Saved data entries:
Start of Block

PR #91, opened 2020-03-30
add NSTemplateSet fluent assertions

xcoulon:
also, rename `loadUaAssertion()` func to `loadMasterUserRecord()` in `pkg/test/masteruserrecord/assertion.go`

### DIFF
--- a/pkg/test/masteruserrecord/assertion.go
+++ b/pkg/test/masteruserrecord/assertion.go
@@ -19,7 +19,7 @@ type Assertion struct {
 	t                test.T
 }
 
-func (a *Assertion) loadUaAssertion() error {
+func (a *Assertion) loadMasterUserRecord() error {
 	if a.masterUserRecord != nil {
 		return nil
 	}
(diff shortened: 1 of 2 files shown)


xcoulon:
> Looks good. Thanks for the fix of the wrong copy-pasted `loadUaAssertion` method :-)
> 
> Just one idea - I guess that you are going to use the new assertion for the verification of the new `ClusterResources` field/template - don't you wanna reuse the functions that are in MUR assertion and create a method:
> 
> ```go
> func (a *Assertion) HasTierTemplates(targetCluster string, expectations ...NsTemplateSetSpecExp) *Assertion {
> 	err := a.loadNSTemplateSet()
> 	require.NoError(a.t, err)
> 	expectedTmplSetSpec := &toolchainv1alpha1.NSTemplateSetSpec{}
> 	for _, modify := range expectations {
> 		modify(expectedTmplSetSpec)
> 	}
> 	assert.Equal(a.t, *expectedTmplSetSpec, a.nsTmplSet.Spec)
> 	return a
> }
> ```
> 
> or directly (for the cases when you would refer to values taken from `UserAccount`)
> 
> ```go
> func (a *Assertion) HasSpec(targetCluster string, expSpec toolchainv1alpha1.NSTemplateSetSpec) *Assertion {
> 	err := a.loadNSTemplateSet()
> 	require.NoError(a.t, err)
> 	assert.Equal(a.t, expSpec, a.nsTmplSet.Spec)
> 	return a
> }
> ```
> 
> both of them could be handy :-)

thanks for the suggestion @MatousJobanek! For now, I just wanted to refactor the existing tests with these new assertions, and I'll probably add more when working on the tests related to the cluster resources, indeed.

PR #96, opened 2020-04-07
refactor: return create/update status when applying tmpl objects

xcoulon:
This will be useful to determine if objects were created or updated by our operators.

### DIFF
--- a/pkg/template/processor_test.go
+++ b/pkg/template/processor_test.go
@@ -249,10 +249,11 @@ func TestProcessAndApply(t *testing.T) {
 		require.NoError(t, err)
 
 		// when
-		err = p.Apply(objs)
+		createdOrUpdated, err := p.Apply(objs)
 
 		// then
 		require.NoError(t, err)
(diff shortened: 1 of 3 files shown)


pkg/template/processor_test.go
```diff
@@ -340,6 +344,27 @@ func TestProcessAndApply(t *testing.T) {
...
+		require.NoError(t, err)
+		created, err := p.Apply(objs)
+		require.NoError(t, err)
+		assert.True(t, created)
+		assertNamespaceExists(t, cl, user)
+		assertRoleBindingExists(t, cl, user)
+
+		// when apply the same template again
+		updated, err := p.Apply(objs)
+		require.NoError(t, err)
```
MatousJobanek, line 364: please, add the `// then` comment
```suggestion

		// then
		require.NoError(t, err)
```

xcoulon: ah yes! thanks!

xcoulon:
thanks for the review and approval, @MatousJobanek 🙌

End of Block
Start of Block

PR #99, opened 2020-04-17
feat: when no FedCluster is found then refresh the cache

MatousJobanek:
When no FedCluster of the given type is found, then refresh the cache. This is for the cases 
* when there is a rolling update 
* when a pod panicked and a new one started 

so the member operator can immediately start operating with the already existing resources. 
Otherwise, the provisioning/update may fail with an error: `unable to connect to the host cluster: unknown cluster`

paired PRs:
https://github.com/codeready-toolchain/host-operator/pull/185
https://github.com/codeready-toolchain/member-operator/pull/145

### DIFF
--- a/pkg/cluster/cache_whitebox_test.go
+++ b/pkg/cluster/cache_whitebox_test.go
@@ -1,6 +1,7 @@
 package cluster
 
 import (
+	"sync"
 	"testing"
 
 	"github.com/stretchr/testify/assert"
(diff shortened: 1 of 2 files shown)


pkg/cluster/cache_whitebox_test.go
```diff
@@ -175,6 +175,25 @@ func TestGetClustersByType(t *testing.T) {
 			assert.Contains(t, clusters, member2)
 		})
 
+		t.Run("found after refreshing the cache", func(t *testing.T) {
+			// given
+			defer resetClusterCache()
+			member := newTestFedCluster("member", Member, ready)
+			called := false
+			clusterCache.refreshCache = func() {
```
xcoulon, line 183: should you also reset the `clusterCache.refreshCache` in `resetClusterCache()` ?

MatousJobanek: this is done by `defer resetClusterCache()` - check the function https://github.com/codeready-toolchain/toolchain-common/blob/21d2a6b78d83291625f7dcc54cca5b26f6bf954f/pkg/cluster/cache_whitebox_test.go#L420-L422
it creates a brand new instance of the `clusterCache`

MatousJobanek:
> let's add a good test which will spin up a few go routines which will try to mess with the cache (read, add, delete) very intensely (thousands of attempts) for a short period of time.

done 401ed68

End of Block

> Work instruction
With "resetClusterCache" as the search string, filter the records and return each line that has it.

> Expected output
+			defer resetClusterCache()
xcoulon, line 183: should you also reset the `clusterCache.refreshCache` in `resetClusterCache()` ?
MatousJobanek: this is done by `defer resetClusterCache()` - check the function https://github.com/codeready-toolchain/toolchain-common/blob/21d2a6b78d83291625f7dcc54cca5b26f6bf954f/pkg/cluster/cache_whitebox_test.go#L420-L422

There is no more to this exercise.